#### Information shown
PR #642, opened 2025-12-11
fix: wasm build in test action

cdc-as81:


RobertJacobsonCDC (approved):
My issue occurs with the `main` branch, too. Since neither Gil, Kate, or CI can reproduce my issue, let's not block this PR.

I've opened a separate issue #651 and assigned myself, since it appears to be specific to my environment.

PR #644, opened 2025-12-11
fix: Fixed mangled callout formatting. Fixes #641.

### LINKED ISSUE #641: ixa Book callout rendered incorrectly
The callout on this page is rendered incorrectly:

https://ixa.rs/book/topics/random-module.html

Image

RobertJacobsonCDC:
At some point we must have run an autoformatting tool on our markdown in the ixa book that mangled the syntax we use for callouts, and we didn't catch it. This results in callouts being rendered incorrectly. This PR fixes the callout syntax.


cdc-as81 (approved):
LGTM!

PR #663, opened 2026-01-06
chore: add print execution stats fn

cdc-as81:


RobertJacobsonCDC (approved):
This makes a lot of sense to me. I wouldn't bother with the comment:

```rust
// ProfilingContextExt moved to reports.rs
```

But that's just personal preference.

PR #680, opened 2026-01-28
chore: Move entities methods to a context extension trait

k88hudson-cfa:


src/entity/context_extension.rs
```diff
@@ -0,0 +1,489 @@
...
+    }
+    fn query_result_iterator<E: Entity, Q: Query<E>>(&self, query: Q) -> QueryResultIterator<E> {
+        query.new_query_result_iterator(self)
+    }
+}
+
+#[cfg(test)]
+#[allow(clippy::float_cmp)]
+mod tests {
+    #![allow(dead_code)]
```
RobertJacobsonCDC: Both of the `#[allow(...)]` attributes here can be deleted, and doing so happens to silence a clippy lint, so double bonus.

I have the corresponding `#![allow(clippy::float_cmp)]` attribute commented out in `src/context.rs` to test if it was needed. Turns out it's not needed there either, but I forgot to delete the comment! Maybe you could remove that one, too?

RobertJacobsonCDC (approved):
Awesome! Thanks!

Can you run `mise run fix:rust` before merging so it passes CI?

#### Task statement
Look back at the records above. Repeat all of them exactly.

#### Your solution
PR #642, opened 2025-12-11
fix: wasm build in test action

cdc-as81:


RobertJacobsonCDC (approved):
My issue occurs with the `main` branch, too. Since neither Gil, Kate, or CI can reproduce my issue, let's not block this PR.

I've opened a separate issue #651 and assigned myself, since it appears to be specific to my environment.

PR #644, opened 2025-12-11
fix: Fixed mangled callout formatting. Fixes #641.

### LINKED ISSUE #641: ixa Book callout rendered incorrectly
The callout on this page is rendered incorrectly:

https://ixa.rs/book/topics/random-module.html

Image

RobertJacobsonCDC:
At some point we must have run an autoformatting tool on our markdown in the ixa book that mangled the syntax we use for callouts, and we didn't catch it. This results in callouts being rendered incorrectly. This PR fixes the callout syntax.


cdc-as81 (approved):
LGTM!

PR #663, opened 2026-01-06
chore: add print execution stats fn

cdc-as81:


RobertJacobsonCDC (approved):
This makes a lot of sense to me. I wouldn't bother with the comment:

```rust
// ProfilingContextExt moved to reports.rs
```

But that's just personal preference.

PR #680, opened 2026-01-28
chore: Move entities methods to a context extension trait

k88hudson-cfa:


src/entity/context_extension.rs
```diff
@@ -0,0 +1,489 @@
...
+    }
+    fn query_result_iterator<E: Entity, Q: Query<E>>(&self, query: Q) -> QueryResultIterator<E> {
+        query.new_query_result_iterator(self)
+    }
+}
+
+#[cfg(test)]
+#[allow(clippy::float_cmp)]
+mod tests {
+    #![allow(dead_code)]
```
RobertJacobsonCDC: Both of the `#[allow(...)]` attributes here can be deleted, and doing so happens to silence a clippy lint, so double bonus.

I have the corresponding `#![allow(clippy::float_cmp)]` attribute commented out in `src/context.rs` to test if it was needed. Turns out it's not needed there either, but I forgot to delete the comment! Maybe you could remove that one, too?

RobertJacobsonCDC (approved):
Awesome! Thanks!

Can you run `mise run fix:rust` before merging so it passes CI?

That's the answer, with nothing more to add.